# Requirement
The data below calls for an exact copy.

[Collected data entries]
┄┄┄┄┄┄┄┄┄┄┄┄┄┄┄┄┄┄┄┄

PR #843, opened 2025-12-11
Add NGINX ingress rate limiting to protect against traffic spikes

rdimitrov:
## Motivation and Context

The following is an alternative solution to #833

Goal is to deploy and promote it to prod, then monitor the alerts for a week to see its effect and reassess. In case it's actual traffic that we've started blocking we can also up the replicas. I thought it doesn't make sense to up them now since it would be nice to isolate the result of this change first.

## Types of changes

- [ ] Documentation update

## Checklist

### DIFF
--- a/deploy/pkg/k8s/registry.go
+++ b/deploy/pkg/k8s/registry.go
@@ -247,9 +247,10 @@ func DeployMCPRegistry(ctx *pulumi.Context, cluster *providers.ProviderInfo, env
 				"cert-manager.io/cluster-issuer": pulumi.String("letsencrypt-prod"),
 				"kubernetes.io/ingress.class":    pulumi.String("nginx"),
 			// Rate limiting to protect against abuse
-			// Allows 1 request/second sustained, with bursts up to 5 req/sec
-			"nginx.ingress.kubernetes.io/limit-rps":              pulumi.String("1"),
-			"nginx.ingress.kubernetes.io/limit-burst-multiplier": pulumi.String("5"),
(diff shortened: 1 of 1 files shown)


deploy/pkg/k8s/registry.go
```diff
@@ -246,6 +246,11 @@ func DeployMCPRegistry(ctx *pulumi.Context, cluster *providers.ProviderInfo, env
 			Annotations: pulumi.StringMap{
 				"cert-manager.io/cluster-issuer": pulumi.String("letsencrypt-prod"),
 				"kubernetes.io/ingress.class":    pulumi.String("nginx"),
+			// Rate limiting to protect against abuse
+			// Allows 1 request/second sustained, with bursts up to 5 req/sec
+			"nginx.ingress.kubernetes.io/limit-rps":              pulumi.String("1"),
```
domdomegg: I think we should have higher limits than this, or use a limit-rpm to also allow more bursty traffic.

E.g. probably fine and useful to allow 60 rpm with burst multiplier of 5 (can always adjust limit downwards or bump instance size if this causes us problems)

rdimitrov: yeah, I tried to base these numbers off the alerts data we are getting but happy to make it more looser and adjust from there on 👍

rdimitrov: Addressed 👍

toby: I'd go even higher than 60 rpm to start. My vote would be for 180, we can always go lower if we see a problem, but since we haven't yet I don't want to prematurely optimize.

toby (approved):

PR #866, opened 2025-12-27
Fixing unhandled NUL Bytes in API Requests

Avish34:
The changes fixes https://github.com/modelcontextprotocol/registry/issues/862 by checking Null Byte in the string.

## Motivation and Context

https://github.com/modelcontextprotocol/registry/issues/862

## How Has This Been Tested?

UTs.

## Types of changes

- [ ] Bug fix (non-breaking change which fixes an issue)
- [ ] New feature (non-breaking change which adds functionality)
- [ ] Breaking change (fix or feature that would cause existing functionality to change)
- [ ] Documentation update

## Checklist

- [ ] I have read the [MCP Documentation](https://modelcontextprotocol.io)
- [ ] My code follows the repository's style guidelines
- [ ] New and existing tests pass locally
- [ ] I have added appropriate error handling
- [ ] I have added or updated documentation as needed

PR #869, opened 2025-12-28
fix(api): reject requests with NUL bytes in URL

### LINKED ISSUE #862: Unhandled NUL Bytes in API Requests
The API returns an HTTP 500 error when NUL (%00) bytes are included in query parameters or path segments. This occurs because the PostgreSQL driver fails to decode the invalid UTF-8 sequence, disclosing internal SQL errors.

Affected Endpoints:
- GET /v0.1/servers?cursor=%00
- GET /v0.1/servers/%00/versions

Actual Results:
- Status: 500 Internal Server Error
- Error: invalid byte sequence for encoding "UTF8": 0x00 (SQLSTATE 22021)

Expected Results:
The API should validate input and return a 400 Bad Request for invalid characters.

Suggested Fix:
Sanitize inputs or implement a validation layer to reject NUL bytes before they reach the database driver.

majiayu000:
## Summary
- Added `NulByteValidationMiddleware` to validate incoming requests
- Returns 400 Bad Request when NUL bytes (%00) detected in URL path or query
- Prevents PostgreSQL encoding errors from being exposed as 500 errors

## Before
```
GET /v0.1/servers?cursor=%00
→ 500 Internal Server Error
→ "invalid byte sequence for encoding UTF8: 0x00"
```

## After
```
GET /v0.1/servers?cursor=%00
→ 400 Bad Request
→ "Invalid request: query parameters contain null bytes"
```

Fixes #862

### DIFF
--- a/.github/workflows/release.yml
+++ b/.github/workflows/release.yml
@@ -28,7 +28,7 @@ jobs:
         uses: sigstore/cosign-installer@faadad0cce49287aee09b3a48701e75088a2c6ad # v4.0.0
 
       - name: Install Syft
-        uses: anchore/sbom-action/download-syft@v0.20.11
+        uses: anchore/sbom-action/download-syft@v0.21.0
 
       - name: Run GoReleaser
         uses: goreleaser/goreleaser-action@e435ccd777264be153ace6237001ef4d979d3a7a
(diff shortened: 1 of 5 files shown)


rdimitrov:
hey, thanks for your PR @majiayu000 👋 

Note there was another PR - https://github.com/modelcontextprotocol/registry/pull/866 which was opened by @Avish34 and we had a chat together and agreed the approach in this one is preferable out of the 2.

Cheers! 🍻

┄┄┄┄┄┄┄┄┄┄┄┄┄┄┄┄┄┄┄┄

# Solution for this exercise
PR #843, opened 2025-12-11
Add NGINX ingress rate limiting to protect against traffic spikes

rdimitrov:
## Motivation and Context

The following is an alternative solution to #833

Goal is to deploy and promote it to prod, then monitor the alerts for a week to see its effect and reassess. In case it's actual traffic that we've started blocking we can also up the replicas. I thought it doesn't make sense to up them now since it would be nice to isolate the result of this change first.

## Types of changes

- [ ] Documentation update

## Checklist

### DIFF
--- a/deploy/pkg/k8s/registry.go
+++ b/deploy/pkg/k8s/registry.go
@@ -247,9 +247,10 @@ func DeployMCPRegistry(ctx *pulumi.Context, cluster *providers.ProviderInfo, env
 				"cert-manager.io/cluster-issuer": pulumi.String("letsencrypt-prod"),
 				"kubernetes.io/ingress.class":    pulumi.String("nginx"),
 			// Rate limiting to protect against abuse
-			// Allows 1 request/second sustained, with bursts up to 5 req/sec
-			"nginx.ingress.kubernetes.io/limit-rps":              pulumi.String("1"),
-			"nginx.ingress.kubernetes.io/limit-burst-multiplier": pulumi.String("5"),
(diff shortened: 1 of 1 files shown)


deploy/pkg/k8s/registry.go
```diff
@@ -246,6 +246,11 @@ func DeployMCPRegistry(ctx *pulumi.Context, cluster *providers.ProviderInfo, env
 			Annotations: pulumi.StringMap{
 				"cert-manager.io/cluster-issuer": pulumi.String("letsencrypt-prod"),
 				"kubernetes.io/ingress.class":    pulumi.String("nginx"),
+			// Rate limiting to protect against abuse
+			// Allows 1 request/second sustained, with bursts up to 5 req/sec
+			"nginx.ingress.kubernetes.io/limit-rps":              pulumi.String("1"),
```
domdomegg: I think we should have higher limits than this, or use a limit-rpm to also allow more bursty traffic.

E.g. probably fine and useful to allow 60 rpm with burst multiplier of 5 (can always adjust limit downwards or bump instance size if this causes us problems)

rdimitrov: yeah, I tried to base these numbers off the alerts data we are getting but happy to make it more looser and adjust from there on 👍

rdimitrov: Addressed 👍

toby: I'd go even higher than 60 rpm to start. My vote would be for 180, we can always go lower if we see a problem, but since we haven't yet I don't want to prematurely optimize.

toby (approved):

PR #866, opened 2025-12-27
Fixing unhandled NUL Bytes in API Requests

Avish34:
The changes fixes https://github.com/modelcontextprotocol/registry/issues/862 by checking Null Byte in the string.

## Motivation and Context

https://github.com/modelcontextprotocol/registry/issues/862

## How Has This Been Tested?

UTs.

## Types of changes

- [ ] Bug fix (non-breaking change which fixes an issue)
- [ ] New feature (non-breaking change which adds functionality)
- [ ] Breaking change (fix or feature that would cause existing functionality to change)
- [ ] Documentation update

## Checklist

- [ ] I have read the [MCP Documentation](https://modelcontextprotocol.io)
- [ ] My code follows the repository's style guidelines
- [ ] New and existing tests pass locally
- [ ] I have added appropriate error handling
- [ ] I have added or updated documentation as needed

PR #869, opened 2025-12-28
fix(api): reject requests with NUL bytes in URL

### LINKED ISSUE #862: Unhandled NUL Bytes in API Requests
The API returns an HTTP 500 error when NUL (%00) bytes are included in query parameters or path segments. This occurs because the PostgreSQL driver fails to decode the invalid UTF-8 sequence, disclosing internal SQL errors.

Affected Endpoints:
- GET /v0.1/servers?cursor=%00
- GET /v0.1/servers/%00/versions

Actual Results:
- Status: 500 Internal Server Error
- Error: invalid byte sequence for encoding "UTF8": 0x00 (SQLSTATE 22021)

Expected Results:
The API should validate input and return a 400 Bad Request for invalid characters.

Suggested Fix:
Sanitize inputs or implement a validation layer to reject NUL bytes before they reach the database driver.

majiayu000:
## Summary
- Added `NulByteValidationMiddleware` to validate incoming requests
- Returns 400 Bad Request when NUL bytes (%00) detected in URL path or query
- Prevents PostgreSQL encoding errors from being exposed as 500 errors

## Before
```
GET /v0.1/servers?cursor=%00
→ 500 Internal Server Error
→ "invalid byte sequence for encoding UTF8: 0x00"
```

## After
```
GET /v0.1/servers?cursor=%00
→ 400 Bad Request
→ "Invalid request: query parameters contain null bytes"
```

Fixes #862

### DIFF
--- a/.github/workflows/release.yml
+++ b/.github/workflows/release.yml
@@ -28,7 +28,7 @@ jobs:
         uses: sigstore/cosign-installer@faadad0cce49287aee09b3a48701e75088a2c6ad # v4.0.0
 
       - name: Install Syft
-        uses: anchore/sbom-action/download-syft@v0.20.11
+        uses: anchore/sbom-action/download-syft@v0.21.0
 
       - name: Run GoReleaser
         uses: goreleaser/goreleaser-action@e435ccd777264be153ace6237001ef4d979d3a7a
(diff shortened: 1 of 5 files shown)


rdimitrov:
hey, thanks for your PR @majiayu000 👋 

Note there was another PR - https://github.com/modelcontextprotocol/registry/pull/866 which was opened by @Avish34 and we had a chat together and agreed the approach in this one is preferable out of the 2.

Cheers! 🍻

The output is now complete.